Cameron has played into the SNP’s hands

In creating a team to try and secure a Tory victory in 2015, David Cameron may have tipped the balance in the debate on Scotland’s future - and not in the way he wants.

In creating a team to try and secure a Tory victory in 2015, David Cameron may have tipped the balance in the debate on Scotland’s future – and not in a good way

Has David Cameron just provided a shot in the arm of the Yes to Scottish independence campaign?

That’s certainly one way of looking at yesterday’s reshuffle.

As Tory women strolled up Downing Street in an effort to somehow gloss over this government’s abysmal record when it comes to women’s issues, the country now has a government and a cabinet that is more sceptical about the UK’s place in Europe.

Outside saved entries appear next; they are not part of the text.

PR #1257, opened 2026-07-30
fix(web): budget subagent messages separately from top-level history

hqhq1025:
## Problem

Scrolling up through a long session stalls after a few pages, and the history that *did* load is then thrown away.

The message window budgets raw `DecryptedMessage`s, but the timeline renders **folded** blocks. A subagent run emits one message per step and renders as a single Task card, so the two units disagree by orders of magnitude — and the budget is spent in the units the reader never sees.

Measured against a real session (`sqlite3` on the hub's `hapi.db`):

| | messages | share |
|---|---|---|
| sidechain (subagent) | 2655 | **96%** |
| top-level | 90 | 4% |
| total | 2745 | |

The 800-message budget bought roughly 43 top-level rows. The other ~1900 messages were unreachable — not because the session was too long, but because one subagent run can spend the entire budget on rows that collapse into a single card.

The distribution across sessions is wide enough that no single total works: 0%, 11%, 26%, 50%, 69%, 96% sidechain in the six largest sessions on this hub.

## Reproduction

Driving the real UI with Playwright, scrolling to the top and waiting 3.5s per round:

| round | `scrollHeight` | request |
|---|---|---|
| 1 | 2956 → 4209 | `beforeSeq=2508&limit=200` |
| 2 | → 5272 | `beforeSeq=2308` |
| 3 | 5272 (unchanged) | `beforeSeq=2108`, then nothing |
| 4 | 5272 (stalled) | — |
| 5 | **→ 2365** | — |
| 6 | 2365 | — |

Round 5 is the second half of the bug: loaded history is discarded, text length dropping 7356 → 3466. The scroll container itself is fine — `scrollTop` holds where you put it, and scrolling down to the bottom works.

## Approach

Give sidechain messages their own budget, exactly the way `AGENT_RUN_WINDOW_SIZE` already fences off Codex agent-run messages. `isSidechainMessage` reads the same stored field `normalizeAgent` reads — deliberately a per-message property, not the reducer's grouping, which is stateful and belongs in the reducer.

Two consequences that don't fall out for free:

**Sidechain messages must not outlive their Task card.** `tracer.ts:139` renders a parentless sidechain message at the top level, so a transcript whose `tool_use` was trimmed away would spill into the timeline as loose rows — inverting the bug rather than fixing it. `trimSidechain` drops anything older than the oldest surviving top-level row, keeping every retained sidechain message inside the span its parent can still occupy.

**Trimming them must not arm `requiresLatestReset`.** That flag means "the window no longer holds the live tail", and the next tail sync acts on it by refetching the latest page and replacing the window — which is precisely the discard observed in round 5 above. Trimming a subagent against its own budget always drops the newest of *them*, so the reset check now compares the newest **non-sidechain** message before and after the trim.

## Result

Same probe, after:

| round | `scrollHeight` | request |
|---|---|---|
| 1 | 14412 → 15466 | `beforeSeq=2637` |
| 2 | → 16719 | `beforeSeq=2437` |
| 3 | → 17782 | `beforeSeq=2237` |
| 4 | → 18887 | `beforeSeq=2037` |
| 5 | — | `beforeSeq=1837` |

Five pages instead of three, monotonically growing, no discard.

## Testing

Three tests in `message-window-store.test.ts`, each verified to fail when its own half of the change is disabled:

- `protects top-level rows from a subagent flood` — fails when the sidechain bucket is removed
- `drops subagent messages that fall behind the oldest surviving top-level row` — fails when the orphan boundary is removed
- `does not force a latest reset when only subagent messages overflow` — drives the real `syncTailMessages` path; fails when the reset check is removed

`31 passed` in this file (28 before). `bun run typecheck` clean.

### DIFF
--- a/web/src/lib/message-window-store.test.ts
+++ b/web/src/lib/message-window-store.test.ts
@@ -1030,6 +1030,67 @@ describe('history view and older pagination', () => {
         expect(kept.some((message) => message.id === 'top-0')).toBe(true)
         expect(kept.some((message) => message.id === 'top-9')).toBe(true)
     })
+
+    it('refetches the latest page when returning to the tail after a subagent overflow', async () => {
+        const id = sessionId('sidechain-recovery')
+        const getMessages = vi.fn(async () => latestResponse(
+            [makeAgentMessage({ id: 'top-0', seq: 1, at: 1 })],
+            { epoch: 7 }
+        )) as unknown as ApiClient['getMessages']
+        await syncTailMessages(createApi(getMessages), id)
+        expect(getMessageWindowState(id).epoch).toBe(7)
+
+        setMessageViewMode(id, 'history')
+        ingestIncomingMessages(id, Array.from({ length: SIDECHAIN_WINDOW_SIZE + 50 }, (_, index) =>
+            makeSidechainMessage(`side-${index}`, index + 100, index + 100)
+        ))
+        // Suppressing the reset while reading history leaves the window short of
+        // the transcript. Without redeeming that debt on the way back, the Task
+        // card would stay permanently incomplete.
+        expect(getMessageWindowState(id).epoch).toBe(7)
+
+        setMessageViewMode(id, 'tail')
+
+        expect(getMessageWindowState(id).epoch).toBe(null)
+    })
+
+    it('drops subagent messages left past the newest surviving top-level row', () => {
+        const id = sessionId('sidechain-orphan-tail')
+        ingestIncomingMessages(id, [makeAgentMessage({ id: 'anchor', seq: 1, at: 1 })])
+        setMessageViewMode(id, 'history')
+        // Prepend keeps the oldest top-level rows and drops the newest, so any
+        // subagent that started after the last survivor has lost its Task card.
+        // tracer.ts would render those parentless rows at the top level.
+        ingestIncomingMessages(id, [
+            ...Array.from({ length: HISTORY_WINDOW_SIZE + 20 }, (_, index) =>
+                makeAgentMessage({ id: `top-${index}`, seq: index + 2, at: index + 2 })
+            ),
+            ...Array.from({ length: 30 }, (_, index) =>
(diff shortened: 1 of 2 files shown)


hqhq1025:
Both findings were real. Fixed in 6957978.

**Sidechain-only tail truncation has no recoverable state** — correct, and the second half of that is the more serious one: suppressing the reset kept the reader in place but left nothing to ever refetch the missing transcript, so a Task card could stay permanently incomplete.

The suppression is now a *deferral*. `sidechainOverflowed` records that the window is short, and `enterTailMode` redeems it into `requiresLatestReset` — that being exactly the moment the reader chose to come back to the tail, so the refetch costs them nothing. `activateMessageWindow`'s early-return had to learn about the flag too, or re-opening the session would skip the redemption.

The reset condition itself was also the wrong shape. Comparing newest positions meant "no top-level rows at all" fell through to a reset on every overflow. It now reads the dropped set directly — *did any top-level row leave?* — which answers the question the flag actually asks and behaves consistently for a sidechain-only window.

**Prepend trimming can retain sidechain rows after their owning Task row is dropped** — also correct, I only guarded the old edge. Prepend drops the newest top-level rows, so a subagent that started after the last survivor has lost its parent too, and `tracer.ts:139` renders those at the top level.

Both edges are now enforced, with the new edge applied *only* under prepend. Under append it would be actively wrong: a subagent running right now legitimately sits past every top-level row, and cutting there would empty the live Task card.

**Coverage** for the three gaps called out, each verified to fail when its own logic is disabled:

- `refetches the latest page when returning to the tail after a subagent overflow` — history → overflow → tail, asserts the epoch is cleared
- `drops subagent messages left past the newest surviving top-level row` — prepend overflow with the parent Task trimmed
- `handles a window that holds nothing but subagent messages` — sidechain-only overflow

`34 passed` in this file. Full suite shows no change against baseline (same 128 environment-related failures before and after, +3 passing = the new tests). `bun run typecheck` clean.

PR #1269, opened 2026-07-31
test(cursor): remove per-file temp HAPI homes after cursor-models suites

heavygee:
Fast-follow to #1268 addressing the HAPI Bot `[Minor]` finding on that PR.

## What / why

The per-file HAPI homes created by the cursor-models test cluster were never removed, so every run leaked a directory into the system temp dir (`afterEach` only cleared the cache file *inside* them). Over many runs this litters `/tmp` with `hapi-cursor-models-*` dirs.

This restores the previous `HAPI_HOME` and recursively removes each per-file temp root in teardown:

- `cursorModels.test.ts` - `afterAll` restore + `rmSync` (the file the bot flagged)
- `cursorModelsSharedCache.test.ts` - `afterAll` restore + `rmSync` (the file the bot flagged)
- `cursorModelsStaleLock.test.ts` - same latent leak (`join(tmpdir(), 'hapi-cursor-models-lock-<pid>')` was never cleaned) - folded in so the whole cluster is leak-free

No source/runtime change - test hygiene only.

## Verification

- `bun typecheck` clean (cli+web+hub).
- 22 cursor-models tests pass.
- Ran the cluster 3x with a pre-cleaned `/tmp`: **0** leaked `hapi-cursor-models-*` dirs after each run (before the fix, one dir leaked per run per file).

The one unrelated `runner.integration.test.ts` failure on my machine reproduces identically on pristine `upstream/main` (live-runner-daemon collision, environment-specific) and passed in CI on the #1268 merge commit - not touched by this diff.

### DIFF
--- a/cli/src/modules/common/cursorModels.test.ts
+++ b/cli/src/modules/common/cursorModels.test.ts
@@ -1,13 +1,23 @@
-import { afterEach, describe, expect, test, vi } from 'vitest'
+import { afterAll, afterEach, describe, expect, test, vi } from 'vitest'
 import { setCursorAcpModelsSnapshot } from '@/cursor/utils/cursorAcpModelsBridge'
-import { mkdtempSync } from 'node:fs'
+import { mkdtempSync, rmSync } from 'node:fs'
 import { tmpdir } from 'node:os'
 import { join } from 'node:path'
 
 // Isolate the on-disk cursor-models cache to this file's own HAPI_HOME so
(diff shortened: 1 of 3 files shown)


heavygee:
Fast-follow to close the HAPI Bot [Minor] on #1268 - temp-dir cleanup, bot re-review is Findings:None. Merging this one too under the low-impact arrangement.

PR #1314, opened 2026-08-02
feat(web): pin running sessions in an in-progress section + fix stale push subscriptions

wu736139669:
## Summary
Session-list UX improvements for surfacing running sessions, plus a push-notification reliability fix.

## Changes
1. **Pinned "In progress" section** — active sessions are grouped at the top of the session list (before directory groups), sorted by recent activity, with a pulsing green indicator. Rows show their project name and the section is collapsible. Inactive sessions remain grouped by directory below.
2. **Running badge** — active sessions show a green pulsing dot ("运行中 / Running"); thinking sessions use a green spinner; pending permission/input attention still takes priority.
3. **Push re-subscribe on VAPID key change** — browsers keep a stale push subscription when the hub's VAPID keys change (e.g. hub migration), so push services reject sends with `VapidPkHashMismatch`. The web client now records the VAPID public key used at subscribe time and automatically unsubscribes/re-subscribes when it differs.
4. **Auto-expand fix** — opening a pinned running session no longer expands the directory group below it (auto-expand only triggers for sessions actually rendered inside a group).

## Notes
- Mobile-friendly (works with pull-to-refresh and machine filters).
- Tested against hub v0.25.3.


wu736139669:
Addressed all three findings from the HAPI Bot review:

1. **[Major] VAPID rotation leaves the obsolete endpoint registered in the hub** — `usePushNotifications` now calls `unsubscribePushNotifications({ endpoint: staleEndpoint })` after unsubscribing a stale subscription, so the old endpoint is pruned from `push_subscriptions` and no longer receives failed sends.
2. **[Minor] Filtered running-session matches hidden in a collapsed section** — the pinned "In progress" section now stays open while searching (`isFiltering` overrides the collapsed state), matching the existing group behavior.
3. **[Minor] Auto-expand guard stale across active/inactive transitions** — the guard key is cleared when the selected session is not found in any directory group (e.g. it moved to the pinned section), so it auto-expands again when the session transitions back into a group.

Tests: updated `SessionList.directory-action.test.tsx` for the pinned-section behavior (2 rewritten + 1 new case for collapsed search results). Full web suite passes: 208 files / 1789 tests.

wu736139669:
Addressed the two new findings:

1. **[Major] VAPID rotation commits replacement state before hub registration** — `writeStoredVapidKey` now runs only after `subscribePushNotifications` succeeds. A failed hub registration leaves the previous key in place, so the next load retries the replacement instead of reusing a subscription the hub never learned about.
2. **[Minor] Running-section toggle is pointer-only / stale state while filtering** — the pinned section header now has `role="button"`, `tabIndex`, `aria-expanded` and Enter/Space activation; the chevron and `aria-expanded` reflect the effective state (open while searching even when collapsed).

Tests: added keyboard-activation coverage and `aria-expanded` assertions in `SessionList.directory-action.test.tsx`; hardened the New Session custom-model fetch against partial api clients (caught a sync-throw that broke the suite). Full web suite: 1790 tests pass.

wu736139669:
Closing this combined PR in favor of focused PRs per concern:

- **#1315** — feat(web): pinned in-progress session section with state badges (session list UX)
- **#1316** — fix(web): re-subscribe push subscriptions when VAPID keys change
- **#1317** — fix(web): hide the voice button when no voice backend is configured
- **#1318** — feat(hub,web): support custom Claude models via settings.json

All four are rebased on the current upstream main.

PR #1315, opened 2026-08-02
feat(web): pin running sessions in an in-progress section with state badges

wu736139669:
Pinned "In progress" section for the session list, surfacing live sessions with distinct states.

- Active sessions are grouped at the top (before directory groups), sorted by recency, showing project + machine labels.
- Rows are split into **Running** (thinking / background tasks, green pulse), **Pending** (awaiting permission/input, amber) and **Idle** (alive but inactive, gray) sub-groups with matching row badges.
- The section is collapsible (chevron, Enter/Space activation, `aria-expanded`) and stays open while searching.
- Auto-expand of directory groups now only triggers for sessions actually rendered inside a group (opening a pinned running session no longer expands the group below).

Tests: updated `SessionList.directory-action.test.tsx` (pinned-section behavior, collapsed search results, keyboard activation). Full web suite passes.


heavygee:
The problem with this change, is that if you have a lot of sessions open, across many projects, it now becomes harder to differentiate between them. 

Before - you could see "at a glance" where an active agent belonged because it was included in their working directory set.

Now - you have to review the small "working/directory" texts that live below the session titles, to understand what the work is connected to. it's now more work than it used to be :/

I'm struggling to see how the existing "only show active sessions" didn't already suffice - with that enabled, you would get a likely small collection of active sessions, grouped by their working directory.

I think I will try adding an option next to that existing "only show active session" that will turn this from a default, to an optional toggle.

heavygee:
Follow-up on the Idle residual from this PR: opened https://github.com/tiann/hapi/issues/1362

Appreciate the pinned In progress + working/pending work here - that part is solid. The ask in #1362 is narrowly to stop labeling quiet active rows as **Idle** (defaults unmarked; exceptions marked), and to keep quiet actives in directory groups when pin-in-progress is on instead of an Idle subgroup.

PR #1318, opened 2026-08-02
feat(hub,web): support custom Claude models via settings.json

wu736139669:
Claude Code has no model catalog API like Codex, so sessions routed through a custom `ANTHROPIC_BASE_URL` (e.g. DeepSeek) could not select their models in the New Session picker.

- `settings.json` gains an optional `customClaudeModels: string[]` field.
- New hub route `GET /api/claude/custom-models` exposes the list.
- The New Session Claude model picker merges the configured names with the built-in presets; the fetch is guarded so partial API clients (older hubs, tests) don't break the form.

Tested against a hub routing Claude to `api.deepseek.com/anthropic` with `deepseek-v4-flash[1m]`.

### DIFF
--- a/docs/public/schemas/settings.schema.json
+++ b/docs/public/schemas/settings.schema.json
@@ -46,6 +46,15 @@
       },
       "description": "Allowed CORS origins. ENV: CORS_ORIGINS (comma-separated)"
     },
+    "customClaudeModels": {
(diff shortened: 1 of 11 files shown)


wu736139669:
Closing because this customization is no longer needed.

PR #1358, opened 2026-08-04
fix(web): prevent near-bottom chat scroll jump

teekalpha:
## Summary
- resume tail-following only after the viewport actually reaches the bottom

As the new defence secretary Michael Fallon declared on the Today programme this morning, “it’s certainly a Eurosceptic cabinet”.

Responding to the reshuffle, especially the promotion of the arch Eurosceptic Philip Hammond to foreign secretary, Alex Salmond warned that “the clear risk for Scotland now is that we are dragged out of Europe against our wishes, with hugely damaging consequences for jobs and investment, if we do not take our future into our own hands”.

Unsurprisingly, he went on to conclude that “only a Yes vote in September can secure Scotland’s place in Europe”.

Putting aside the ambiguity around how long it may or may not take for an independent Scotland to take its place in the EU (if it is allowed that is), the reality is that the first minister’s words have more than a ring of truth to it.

Recent polling by ICM for the Scotsman has shown that if faced in September with the prospect of the UK being “very likely” to leave the European Union, support for independence increased by 3 per cent.

Commenting on the reshuffle in its editorial this morning, the Daily Record has warned that “this is a lurch to the right and a reshuffle that threw the future of the UK right back into the cement mixer”:

“Just when the Better Together side appear to have steadied their ship” the paper has commented, “Cameron’s short-sighted re-arrangement of his deck chairs puts the Union back into dangerous waters.”

In creating what he sees as a team to secure a Conservative victory in 2015, David Cameron might just have tipped the balance in the debate on Scotland’s future in a direction he might not have considered or indeed wants.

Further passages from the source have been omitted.